Argus, there are a very tiny number of people who have the combination of intellectual and athletic ability to successfully learn a martial art without direct instruction.  It's not merely a matter of effort or discipline -- it's a balance of athletic ability (coordination, proprioreception, kinesic linking and more) as well as the ability to understand the written material and translate it successfully.  Consider that my teacher literally spent months telling me "tighten your forearm, like this..." followed by "no, that's not it, like this..." and we weren't fighting the written word.  Let me use your own analogy of learning a language.  You claim a reasonable level of fluency in Japanese, and I suspect that you can probably read it (probably in one of the various romanizations) pretty well, and understand it when spoken, especially by people like newscasters or voice-over narrators -- but I suspect that there are many nuances of pronunciation and even spoken sentence construction that would make someone who learned it more interactively almost laugh.  I still respect your achievement -- but I doubt it's comparable to even a Rosetta Stone type learning process.  Or, if it is, it's probably taken you much longer than a truly interactive method would have.

I've got around 25 years of training in my martial art.  I'm currently working on a form, and I'm using notes given me by the person who taught me.  But they aren't my notes, and I hit a major snag with them...  I'm not sure what he means by things as I read them.  

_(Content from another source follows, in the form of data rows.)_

Issue #2033, opened 2019-03-18
Match slider to experimental spec


emyarod:
Related:

https://github.com/IBM/carbon-components/issues/1265

https://github.com/IBM/carbon-components/pull/1315

PR #2034, opened 2019-03-18
fix(Slider): add proper support for disabled state

emyarod:
Closes IBM/carbon-components-react#2033

This PR properly disables the slider when the disabled prop is applied

#### Changelog

**Changed**

- properly disable text input when component is disabled
- add disabled styles to component label


tw15egan (approved):
👍 ✅

tw15egan:
For @IBM/carbon-designers, since there is not a disabled story

Screen Shot 2019-03-19 at 12 11 19 PM

joshblack (approved):

aagonzales (approved):
Yup looks good!

Issue #2035, opened 2019-03-18
Match textarea to experimental spec


emyarod:
Related:

https://github.com/IBM/carbon-components/issues/1946

https://github.com/IBM/carbon-components/pull/1961

PR #2036, opened 2019-03-18
fix(TextArea): match experimental spec

emyarod:
Closes IBM/carbon-components-react#2035

This PR incorporates feedback from the March 2019 textarea component audit

depends on

https://github.com/IBM/carbon-components/pull/2151
https://github.com/IBM/carbon-components/pull/2153
https://github.com/IBM/carbon-components/pull/2158

#### Changelog

**New**

- disabled classes for form label and helper text
- experimental invalid state support

**Changed**

- refactor invalid textarea prop logic


tw15egan (approved):
👍

joshblack (approved):

laurenmrice (changes requested):
**Changes:**
~We need to implement the character count for text area. Is there a reason why we aren't right now? This has been something that is asked for a lot but other teams.~ will add as post v10 feature.
Screen Shot 2019-03-19 at 2 33 29 PM

- [x] For the disabled knob, the text needs to be `disabled-02`. This is happening in Firefox and Chrome.
Screen Shot 2019-03-19 at 2 13 27 PM

Validation knob
- [x] The error border is not equal on all sides. Make sure it is 2px all around. This is happening in Firefox and Safari.
Screen Shot 2019-03-19 at 2 36 20 PM

- [x] Double check to make sure we are pulling in the correct error icon (16/warning—filled) https://ibm.github.io/carbon-elements/icons/examples/esm/#16%2Fwarning--filled. The icon should also be placed 12px from the top and 16px from the left of the field.
- [x] Error message text should be calling `caption-01`
- [x] The spacing between the helper text and field should be 8px.

tw15egan:
Is adding the character count something that is needed to be added for v10? This seems like a feature enhancement and may be out of the scope of aligning vanilla / react styles. We would need to update the vanilla component again as well.

laurenmrice:
@tw15egan Yeah that is what I was wondering. We can add that as a post v10 thing for now!

tw15egan:
Great! Definitely something I want to add, but not a trivial addition and want to make sure we flesh it out for all use-cases

emyarod:
the error outline will be resolved in https://github.com/IBM/carbon-components/pull/2151

@laurenmrice just double checking, are the last 3 points found issues or just reminders? I believe they are already resolved since it directly inherits those from vanilla

laurenmrice:
@emyarod Sounds good about  error outline issue and counter. Yes the last three points were just to check on, but if they are correct then I will review the latest link.

emyarod:
@laurenmrice changes from https://github.com/IBM/carbon-components/pull/2151 are in, ready for another review!

laurenmrice (approved):
Looks good to me ! 👍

Rather than trying to be some form of autodidact in martial arts -- get some actual instruction.  Your time will be more productively used, and you can turn that autodidactic energy to something else that will be more rewarding of that learning method.  Heck, you'll even get to spend some time with people and maybe even have some fun.  I add that since most people I find trying to do so much learning on their own also tend to be somewhat socially isolated.  Whether the isolation is a result of having to work to learn things or the learning method reflects something deeper is immaterial... and probably unprovable.  But moving out of comfort zones is a big thing that happens with a lot of martial arts training.


----------



## yak sao (Jul 20, 2012)

I'll give you the same advice Ive given numerous times to people in your situation.
If there is no WC teacher in your town, bring one to you.
Find a WC teacher in your region that is willing to travel to you on a monthly basis and train you. 
Split the cost among a few buddies and train with them between sessions with your teacher.
It's not the ideal situation, but it is a much better alternative to going it alone.


----------



## Argus (Jul 21, 2012)

Mograph & J W, thank you for your kind advice.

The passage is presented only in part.